Note, the old fan although not running may have been providing some venting of the attic air.


----------



## Yodaman (Mar 9, 2015)

And of course ridge vents are half of the equation. Are there soffits? Open or sprayed foamed over?

So changing this attic space back to unconditioned space would mean the attic floor should be insulated and air sealed. (if not already done)


----------



## rarefinnej (Feb 28, 2018)

Yodaman said:


> And of course ridge vents are half of the equation. Are there soffits? Open or sprayed foamed over?
> 
> So changing this attic space back to unconditioned space would mean the attic floor should be insulated and air sealed. (if not already done)

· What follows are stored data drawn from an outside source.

Issue #150, opened 2019-12-24
Better output when convergence check succeeds


rcurtin:
#### Issue description

When using callbacks like `ens::ProgessBar` or similar, and the optimization terminates partway through an epoch due to a convergence check, the output can be confusing:

```
Epoch 1/29[=========================================================================================>..........] 89% - ETA: 0s - loss: 1115.75
```

but then output stops.

See the discussion at https://github.com/mlpack/mlpack/issues/2073 for many more details and how to reproduce.

#### Expected behavior

We should see if we can modify the `ens::ProgressBar` callback (and perhaps others) to give better output in these situations.  Perhaps something like this would be an improvement:

```
Epoch 1/29[=========================================================================================>..........] 89% - ETA: 0s - loss: 1115.75
Optimization converged! (value 1.33e-6, tolerance 1e-5)
```

#### Actual behavior

Instead the output just terminates:

```
Epoch 1/29[=========================================================================================>..........] 89% - ETA: 0s - loss: 1115.75
```

This would be a good issue if you are not familiar with how ensmallen's callbacks work and would like to be.  I don't have a direct route to a solution here, so my suggestion would be to investigate the current callback code, reproduce the issue, then think about the cleanest way to print convergence information in the `ens::ProgressBar` callback.  Once that's done, see if similar changes might be useful for some of the other callbacks that print information (see http://ensmallen.org/docs.html#callback-documentation for more information on the callbacks that are available).

vikram2000b:
I would like to take up this issue.

rcurtin:
Hi @vikram2000b, you're more than welcome to.  When you have a PR ready, someone will review it when they're able to. :+1:

dB2510:
Can take up this issue as there is no PR yet? 
I am a beginner and I want to explore how this works.

dB2510:
Can I take up this issue as there is no PR yet?
I am a beginner and I want to explore how this works.

zoq:
@dB2510 I think that is reasonable, @vikram2000b are you fine with that?

dB2510:
@zoq Any idea how can I reproduce the issue mentioned here https://github.com/mlpack/mlpack/issues/2073 ?

rcurtin:
@dB2510 there is some code in that issue that you can directly compile and use in a program to reproduce the issue.  You will probably have to find some datasets to use to reproduce the issue, but that shouldn't be hard---you can probably use some of the datasets in `src/mlpack/tests/data/` or something like that.

[...]

PR #180, opened 2020-03-15
Better output if the optimization process gets terminated during the execution of an epoch.

gaurav-singh1998:
- Issue reference #150 
Earlier if the entire dataset was not passed to the optimizer the output used to be like
```
Epoch 1/54
1563/1875 [===================================================================================>................] 83% - ETA: 0s - loss: 249.826
```

After the feature which has been implemented in this pull request the output is like
```
Epoch 1/54
1562/1875 [===================================================================================>................] 83% - ETA: 0s - loss: 249.985
1563/1875 [===================================================================================>................] 83% - ETA: 0s - loss: 249.826
Optimization terminated because of the entire dataset not being passed to the optimizer.
```

As it can be seen that there is an improvement in the output shown but if there is any way if the progress bar is shown only once rather than being shown twice as it can be seen from the above-pasted output kindly suggest it. Thanks.

### DIFF
--- a/include/ensmallen_bits/callbacks/progress_bar.hpp
+++ b/include/ensmallen_bits/callbacks/progress_bar.hpp
@@ -170,12 +170,12 @@ class ProgressBar
     {
       if (progress == (size_t)((double)(optimizer.MaxIterations()) /
                                 (double)(function.NumFunctions()) * 100) &&
-                      (int)(step * optimizer.BatchSize() -
+                      (int)(steps * optimizer.BatchSize() -
                       optimizer.MaxIterations()) >= 0)
       {
         output << "\n" << "Optimization terminated because of the entire "
                        << "dataset not being passed to the optimizer."
-                       << "\r";
+                       << "\n" << "\r";
       }
     }
 
--- a/include/ensmallen_bits/callbacks/progress_bar.hpp
+++ b/include/ensmallen_bits/callbacks/progress_bar.hpp
@@ -183,7 +183,7 @@ class ProgressBar
           }
           else if (i == progress)
           {
-            output << ">";
+            output << "|";
           }
           else
           {
--- a/include/ensmallen_bits/callbacks/progress_bar.hpp
+++ b/include/ensmallen_bits/callbacks/progress_bar.hpp
@@ -132,8 +132,8 @@ class ProgressBar
    * @param objective Objective value of the current point.
    */
   template<typename OptimizerType, typename FunctionType, typename MatType>
-  void StepTaken(OptimizerType& /* optimizer */,
-                 FunctionType& /* function */,
+  void StepTaken(OptimizerType& optimizer,
+                 FunctionType& function,
                  const MatType& /* coordinates */)
   {
     if (newEpoch)
@@ -164,8 +164,22 @@ class ProgressBar
     output << "] " << progress << "% - ETA: " << (size_t) stepTimer.toc() *
         (epochSize - step + 1) % 60 << "s - loss: " <<
         objective / (double) step <<  "\r";
-    output.flush();
 
+    if (optimizer.MaxIterations() < function.NumFunctions() &&
+        optimizer.MaxIterations() != 0)
+    {
+      if (progress == (size_t)((double)(optimizer.MaxIterations()) /
+                                (double)(function.NumFunctions()) * 100) &&
+                      (double)(step*optimizer.BatchSize() -
+                      optimizer.MaxIterations()) >= 0.0)
+      {
+        output << "\n" << "Optimization terminated because of the entire "
+                       << "dataset not being passed to the optimizer."
+                       << "\r";
+      }
+    }
+
+    output.flush();
     stepTimer.tic();
   }
 
--- a/include/ensmallen_bits/callbacks/progress_bar.hpp
+++ b/include/ensmallen_bits/callbacks/progress_bar.hpp
@@ -170,7 +170,7 @@ class ProgressBar
     {
       if (progress == (size_t)((double)(optimizer.MaxIterations()) /
                                 (double)(function.NumFunctions()) * 100) &&
-                      (int)(step*optimizer.BatchSize() -
+                      (int)(step * optimizer.BatchSize() -
                       optimizer.MaxIterations()) >= 0)
       {
         output << "\n" << "Optimization terminated because of the entire "
--- a/include/ensmallen_bits/callbacks/progress_bar.hpp
+++ b/include/ensmallen_bits/callbacks/progress_bar.hpp
@@ -170,8 +170,8 @@ class ProgressBar
     {
       if (progress == (size_t)((double)(optimizer.MaxIterations()) /
                                 (double)(function.NumFunctions()) * 100) &&
-                      (double)(step*optimizer.BatchSize() -
-                      optimizer.MaxIterations()) >= 0.0)
+                      (int)(step*optimizer.BatchSize() -
+                      optimizer.MaxIterations()) >= 0)
       {
         output << "\n" << "Optimization terminated because of the entire "
                        << "dataset not being passed to the optimizer."
--- a/include/ensmallen_bits/callbacks/progress_bar.hpp
+++ b/include/ensmallen_bits/callbacks/progress_bar.hpp
@@ -173,9 +173,30 @@ class ProgressBar
                       (int)(steps * optimizer.BatchSize() -
                       optimizer.MaxIterations()) >= 0)
       {
-        output << "\n" << "Optimization terminated because of the entire "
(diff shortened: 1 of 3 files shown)


shrit:
@gaurav-singh1998 Just a small question, Did you keep the macro`ENS_PRINT_INFO ON` when it printed the progress bar twice? if yes, Did both of them were progressing forward at the same time? or you had only the second one printed out when the first one finished?

gaurav-singh1998:
Hi, @shrit no I didn't keep the macro `ENS_PRINT_INFO ON` while I tested this but when I did I got the result as,
```
Epoch 1/1
156/1875 [========>...........................................................................................] 8% - ETA: 15s - loss: 2049.38
157/1875 [========>...........................................................................................] 8% - ETA: 10s - loss: 2039.62
SGD: maximum iterations (10000) reached; terminating optimization.ssed to the optimizer.
```
As it can be seen that [this](https://github.com/mlpack/ensmallen/blob/master/include/ensmallen_bits/sgd/sgd_impl.hpp#L205) and the line `Optimization terminated because of the entire dataset not being passed to the optimizer.` do not get flushed properly on the screen so to remedy this I changed 
```
output << "\n" << "Optimization terminated because of the entire "
                       << "dataset not being passed to the optimizer."
                       << "\r";
```
to
```
output << "\n" << "Optimization terminated because of the entire "
                       << "dataset not being passed to the optimizer."
                       << "\n" << "\r";
```
and the output I got is
```
Epoch 1/1
156/1875 [========>...........................................................................................] 8% - ETA: 33s - loss: 2049.38
Optimization terminated because of the entire dataset not being passed to the optimizer.
157/1875 [========>...........................................................................................] 8% - ETA: 26s - loss: 2039.62
Optimization terminated because of the entire dataset not being passed to the optimizer.
SGD: maximum iterations (10000) reached; terminating optimization.
```

shrit:
@gaurav-singh1998, Actually I would prefer adding a line here explaining the message of SGD that is printed from a callback. Because I would not like to have all the output of the library for only one line especially if I am using it inside other libraries and other software. Imagine in a worse case, I might not have access to the stdout in an embedded system. What do you think?

gaurav-singh1998:
Oh okay! thanks for clarifying that @shrit. So we need to find a way so that the line gets printed only once.

include/ensmallen_bits/callbacks/progress_bar.hpp
```diff
@@ -164,8 +164,22 @@ class ProgressBar
...
         (epochSize - step + 1) % 60 << "s - loss: " <<
         objective / (double) step <<  "\r";
-    output.flush();
 
+    if (optimizer.MaxIterations() < function.NumFunctions() &&
+        optimizer.MaxIterations() != 0)
+    {
+      if (progress == (size_t)((double)(optimizer.MaxIterations()) /
+                                (double)(function.NumFunctions()) * 100) &&
+                      (int)(steps * optimizer.BatchSize() -
```
gaurav-singh1998: Hi, @shrit I made a minor change in this line changing `step` to `steps` and got the expected output i.e.
```
Epoch 1/6
157/1875 [========>...........................................................................................] 8% - ETA: 0s - loss: 2039.62
Optimization terminated because of the entire dataset not being passed to the optimizer.
```
and now also if `ENS_PRINT_INFO` is turned on then the output is,
```
157/1875 [========>...........................................................................................] 8% - ETA: 0s - loss: 2039.62
Optimization terminated because of the entire dataset not being passed to the optimizer.
SGD: maximum iterations (10000) reached; terminating optimization.
```
Let me know what you think of this approach. Thanks.

gaurav-singh1998:
Hi, @shrit have a look at this whenever you get the chance. Thanks.

rcurtin:
Hey @gaurav-singh1998, thanks for doing this, I think it will be a lot clearer to users what's going on.  But I wonder if we can modify the way the progress bar looks so that it's a bit more obvious what happened, maybe using a different character than `=`.  Here's a few ideas:  (I don't think they're the right width, but you get the idea)

```
Epoch 1/6
157/1875 [========------------------------------------------------------------] 8% - ETA: 0s - loss: 2039.62
Optimization terminated because of the entire dataset not being passed to the optimizer.
```

```
Epoch 1/6
157/1875 [========|__________________________________________] 8% - ETA: 0s - loss: 2039.62
Optimization terminated because of the entire dataset not being passed to the optimizer.
```
```
Epoch 1/6
157/1875 [========|xxxxxxxxxxxxxxxxxxxxxxxxxxxxxxxxxxxxxxxxxxxxx] 8% - ETA: 0s - loss: 2039.62
Optimization terminated because of the entire dataset not being passed to the optimizer.
```

I'm not sure which one of those is best.  I might lean towards the `x`?  What do others think?

Also, we could probably improve the message.  It's true that the optimization is indeed terminated because the entire dataset did not get passed to the optimizer, but a user will probably want to know *why*.  For now we could perhaps use a simpler, more generic message like `Optimization finished before end of epoch.`---the term `terminated` could imply that it was a failure or that something's wrong, and that may not be the case.

For a longer-term solution, we could modify the `EndOptimization` callback to also take a `const std::string& reason` parameter, that would contain a little text on why the optimization has ended.  There might need to be a little bit more change to properly pass a reason for termination from anywhere, I'm not sure.  So maybe that's not the best way to do it.  But maybe I sparked some ideas, I don't know. :)

gaurav-singh1998:
Hi, @rcurtin how to keep this open?

include/ensmallen_bits/cmaes/cmaes.hpp
```diff
@@ -21,7 +21,7 @@
 namespace ens {
 
 /**
- * CMA-ES - Covariance Matrix Adaptation Evolution Strategy is s a stochastic
+ * CMA-ES - Covariance Matrix Adaptation Evolution Strategy is a stochastic
```
rcurtin, line 24: Nice catch, thanks! :+1:

include/ensmallen_bits/callbacks/progress_bar.hpp
```diff
@@ -164,8 +164,43 @@ class ProgressBar
...
+            output << "x";
+          }
+        }
+
+        output << "] " << progress << "% - ETA: " << (size_t) stepTimer.toc() *
+            (epochSize - step + 1) % 60 << "s - loss: " <<
+            objective / (double) step <<  "\r";
+        output << "\n" << "Optimization finished before the end of an epoch "
+                       << "because of the entire dataset not being passed to "
+                       << "the optimizer." << "\n" << "\r";
```
rcurtin, line 199: Do you think that we could improve this error message?  To a user I don't think it's clear what's going on.  I think maybe something more like this could be clearer:

```
Optimization terminated; maximum iterations reached before the end of an epoch.
```

Also, why the `\r` at the end of the line?  `\n` or `std::endl` should be sufficient.  I don't imagine that we are printing anything *after* termination such that the line needs to be rolled back.

include/ensmallen_bits/callbacks/progress_bar.hpp
```diff
@@ -164,8 +164,43 @@ class ProgressBar
     output << "] " << progress << "% - ETA: " << (size_t) stepTimer.toc() *
         (epochSize - step + 1) % 60 << "s - loss: " <<
         objective / (double) step <<  "\r";
-    output.flush();
 
+    if (optimizer.MaxIterations() < function.NumFunctions() &&
```
rcurtin, line 168: I don't think that this is the right way to check this condition.  This will fail if the termination happens during the second epoch.  Here's some example code:

```
#include <ensmallen.hpp>

int main()
{
  arma::mat data(10, 1000, arma::fill::randu);
  arma::Row<size_t> responses(1000);
  for (size_t i = 0; i < 500; ++i)
    responses[i] = 0;
  for (size_t i = 500; i < 1000; ++i)
    responses[i] = 1;

  ens::test::LogisticRegressionFunction<> lrf(data, responses, 0.1);

  ens::Adam adam;
  adam.BatchSize() = 1;
  adam.MaxIterations() = 1500;
  arma::mat coordinates = arma::randu<arma::mat>(1, 11);
  adam.Optimize(lrf, coordinates, ens::ProgressBar());
}
```

If you try running that on this branch, you'll see:

```
$ ./test && echo ""
Epoch 1/2
1000/1000 [====================================================================================================] 100% - 0s 0ms/step - loss: 1.23509
Epoch 2/2
500/1000 [==================================================>.................................................] 50% - ETA: 0s - loss: 0.836281
$
```

(The `&& echo ""` is necessary because the last `\r` is printed unnecessarily.)

I wonder if we need to do this in a separate way, where a final call to this callback happens when the method terminates.  Perhaps in the destructor of `ProgressBar`?  I'm not sure if that could work, but it might.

There are soffits all the way around the house. See image above. The buckling is also happening in areas that are not above attic space, meaning no spray foam insulation so no, those soffits are not spray foamed over. The soffits around the blue square in the image above may be, I'd have to inspect. But, again, the buckling is happening in areas where there is no attic space and no foam insulation and yes, open soffit vents.


----------



## Bud9051 (Nov 11, 2015)

Looking at your overhead photo I see some concerns.
1. The total length of your ridge venting doesn't look sufficient to provide the recommended high vent area.
2. What you do have is divided between one high ridge area and two lower ridge areas. It requires a closer evaluation but the lower ridge areas are less effective at doing their job.
3. You mention that not all problem areas are above foam insulation, are those areas vaulted ceilings, high ceilings inside?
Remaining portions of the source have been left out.